*Problem*
For this exercise, the reply is the listing below, reproduced exactly.
:: Recorded information ::
Issue #34193, opened 2021-08-12
Restore fails on a rollback in the same rancher setup with error "Failed to find system chart fleet will try again in 5 seconds" and Rancher UI is not accessible


sowmyav27:
**Rancher Server Setup**
- Rancher version: 2.5.9 to 2.6.0-rc2 and restore to 2.5.9
- Installation option (Docker install/Helm Chart): Helm
   - If Helm Chart, Kubernetes Cluster and version (RKE1, RKE2, k3s, EKS, etc): RKE1
- Proxy/Cert Details: Rancher generated

**Information about the Cluster**
- Kubernetes version: 1.20.9 (local cluster)
- Cluster Type (Local/Downstream): Downstream cluster - RKE1 custom cluster
   - If downstream, what type of cluster? (Custom/Imported or specify provider for Hosted/Infrastructure Provider):

**Describe the bug**
Restore fails on a rollback in the same rancher setup with error "Failed to find system chart fleet will try again in 5 seconds" and Rancher UI is not accessible

**To Reproduce**

- On 2.5.9 HA deploy a downstream cluster RKE1
- Deploy Rancher backups and take backup b1
- Upgrade rancher to 2.6.0-rc2
- Create Projects/namespaces/deployment
- Take backup b2
- Restore to backup b1
- Rancher UI fails to load, 404 error seen on the uI
- Rancher pods throw error 

```
21/08/12 00:07:29 [INFO] Starting catalog controller
2021/08/12 00:07:29 [INFO] Starting project-level catalog controller
2021/08/12 00:07:29 [INFO] Starting cluster-level catalog controller
2021/08/12 00:07:29 [INFO] Refreshing driverMetadata in 1440 minutes
2021/08/12 00:07:29 [ERROR] Failed to find system chart fleet will try again in 5 seconds: configmaps "rancher-charts-0-e5cee34b-2da6-4e53-ad24-af838ac5b2a7" not found

```
- Rancher backup restore has finished restoring.

snasovich:
@sowmyav27 , is this a valid scenario? Backup b1 is taken on 2.5.9 and we're restoring it to cluster running Rancher 2.6.0. Per https://rancher.com/docs/rancher/v2.x/en/backups/v2.5/restoring-rancher/:
> When restoring a backup into a new Rancher setup, the version of the new setup should be the same as the one where the backup is made.
"New Rancher setup" is a bit confusing, but I think it means we shouldn't be using backup taken on earlier version to restore.

[...]

PR #34212, opened 2021-08-12
add checks for no-existing IndexConfigMapNamespace in repo.status

jiaqiluo:
Issue: https://github.com/rancher/rancher/issues/34193

Cause: https://github.com/rancher/rancher/issues/34193#issuecomment-897984502

Fix:
 add the logic to check and rebuild the missing IndexConfigMap: if the IndexConfigMap does not exist in the cluster, reset the value of `IndexConfigMapName`, `IndexConfigMapNamespace`, `IndexConfigMapResourceVersion` to `""` such that the method `shouldRefresh` will returns `true` and trigger a rebuild of the index file. 

TODO after merging:

- [ ] backport to 2.5
- [ ] forwardport to master

### DIFF
--- a/pkg/controllers/dashboard/helm/repo.go
+++ b/pkg/controllers/dashboard/helm/repo.go
@@ -20,6 +20,7 @@ import (
 	name2 "github.com/rancher/wrangler/pkg/name"
 	"helm.sh/helm/v3/pkg/repo"
 	corev1 "k8s.io/api/core/v1"
+	apierrors "k8s.io/apimachinery/pkg/api/errors"
 	metav1 "k8s.io/apimachinery/pkg/apis/meta/v1"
:::
*Result*
Issue #34193, opened 2021-08-12
Restore fails on a rollback in the same rancher setup with error "Failed to find system chart fleet will try again in 5 seconds" and Rancher UI is not accessible


sowmyav27:
**Rancher Server Setup**
- Rancher version: 2.5.9 to 2.6.0-rc2 and restore to 2.5.9
- Installation option (Docker install/Helm Chart): Helm
   - If Helm Chart, Kubernetes Cluster and version (RKE1, RKE2, k3s, EKS, etc): RKE1
- Proxy/Cert Details: Rancher generated

**Information about the Cluster**
- Kubernetes version: 1.20.9 (local cluster)
- Cluster Type (Local/Downstream): Downstream cluster - RKE1 custom cluster
   - If downstream, what type of cluster? (Custom/Imported or specify provider for Hosted/Infrastructure Provider):

**Describe the bug**
Restore fails on a rollback in the same rancher setup with error "Failed to find system chart fleet will try again in 5 seconds" and Rancher UI is not accessible

**To Reproduce**

- On 2.5.9 HA deploy a downstream cluster RKE1
- Deploy Rancher backups and take backup b1
- Upgrade rancher to 2.6.0-rc2
- Create Projects/namespaces/deployment
- Take backup b2
- Restore to backup b1
- Rancher UI fails to load, 404 error seen on the uI
- Rancher pods throw error 

```
21/08/12 00:07:29 [INFO] Starting catalog controller
2021/08/12 00:07:29 [INFO] Starting project-level catalog controller
2021/08/12 00:07:29 [INFO] Starting cluster-level catalog controller
2021/08/12 00:07:29 [INFO] Refreshing driverMetadata in 1440 minutes
2021/08/12 00:07:29 [ERROR] Failed to find system chart fleet will try again in 5 seconds: configmaps "rancher-charts-0-e5cee34b-2da6-4e53-ad24-af838ac5b2a7" not found

```
- Rancher backup restore has finished restoring.

snasovich:
@sowmyav27 , is this a valid scenario? Backup b1 is taken on 2.5.9 and we're restoring it to cluster running Rancher 2.6.0. Per https://rancher.com/docs/rancher/v2.x/en/backups/v2.5/restoring-rancher/:
> When restoring a backup into a new Rancher setup, the version of the new setup should be the same as the one where the backup is made.
"New Rancher setup" is a bit confusing, but I think it means we shouldn't be using backup taken on earlier version to restore.

[...]

PR #34212, opened 2021-08-12
add checks for no-existing IndexConfigMapNamespace in repo.status

jiaqiluo:
Issue: https://github.com/rancher/rancher/issues/34193

Cause: https://github.com/rancher/rancher/issues/34193#issuecomment-897984502

Fix:
 add the logic to check and rebuild the missing IndexConfigMap: if the IndexConfigMap does not exist in the cluster, reset the value of `IndexConfigMapName`, `IndexConfigMapNamespace`, `IndexConfigMapResourceVersion` to `""` such that the method `shouldRefresh` will returns `true` and trigger a rebuild of the index file. 

TODO after merging:

- [ ] backport to 2.5
- [ ] forwardport to master

### DIFF
--- a/pkg/controllers/dashboard/helm/repo.go
+++ b/pkg/controllers/dashboard/helm/repo.go
@@ -20,6 +20,7 @@ import (
 	name2 "github.com/rancher/wrangler/pkg/name"
 	"helm.sh/helm/v3/pkg/repo"
 	corev1 "k8s.io/api/core/v1"
+	apierrors "k8s.io/apimachinery/pkg/api/errors"
 	metav1 "k8s.io/apimachinery/pkg/apis/meta/v1"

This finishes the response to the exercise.